Sorry if the thoughts are a bit disjoint
I think I have a solution which is faster than the one I propose above. Essentially, I view each die as a finite dimension, in a geometry where only movements parallel to the directions of the dimensions are valid. Then, each value of the dice is a constant distance from the origin, and the sum of those and lesser values can be obtained through the integral under the curve of all points of that constant distance (back to the origin).
The advantage of using such a geometry in N-space is largely that it makes visualization of what components are useful from one calculation to the next....
Wait - I'm being stupid, aren't I - these are just the N-spacial icosahedral numbers, aren't they? In 2-space, with evenly sized dice, they'd be:
X*(X+1)/2
In 3-space, they'd be:
X*(X+1)*(X+2)/6
So in general, they're:
Where A = the number of dice,
(X*(X+1)*(X+2)*...*(X+A-3)*(X+A-2)*(X+A-1))/(A*(A-1)*(A-2)*...3*2*1)

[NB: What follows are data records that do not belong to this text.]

PR #511, opened 2023-05-13
Pin Laika updates

danicheg:
Some follow-up to https://github.com/typelevel/sbt-typelevel/pull/510 😞


armanbilge (approved):

jenshalm:
Given that 0.18 won't receive any further updates and that the `main` branch should actually receive all 0.19 updates, wouldn't it be better to keep the old configuration and instead just change the target branch whenever scalasteward opens a PR for a Laika update?

armanbilge:
> wouldn't it be better to keep the old configuration and instead just change the target branch whenever scalasteward opens a PR for a Laika update?

Yeah, this is what I've been doing, but it seems to have caused some confusion :) nevermind, just a short transition period.

Issue #419, opened 2022-11-14
Add `scalac-compat` dependency by default


armanbilge:
Along with the kind-projector and bm4 plugins I think it's proving be essential.

See also:
- https://github.com/typelevel/sbt-typelevel/issues/375

PR #518, opened 2023-05-25
Add `scalac-compat` dependency by default

armanbilge:
Closes https://github.com/typelevel/sbt-typelevel/issues/419.


satorg (approved):
Thank you!

PR #523, opened 2023-06-04
Cleanup after scalafix update

mzuehlke:
The organize imports rule is now buildin.
Follow up to: #522 
See https://github.com/scalacenter/scalafix/releases/tag/v0.11.0


armanbilge (approved):
Oh, excellent, thank you!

This obviously only works directly to the mid-way point, but the same series can be used to calculate beyond this point- it merely needs to be used multiple times - once for a superset of the N-space we want to use, then once for each portion of that set we aren't planning to use. Since the maxima is inside the set we're planning to use, we don't need to worry about the overlap beyond that point.
I think that this can even be used for non-evenly sized dice, but I'll have to work at that more. In any case, a direct equation around the order of the square of the number of dice is far better than I expected to be able to obtain.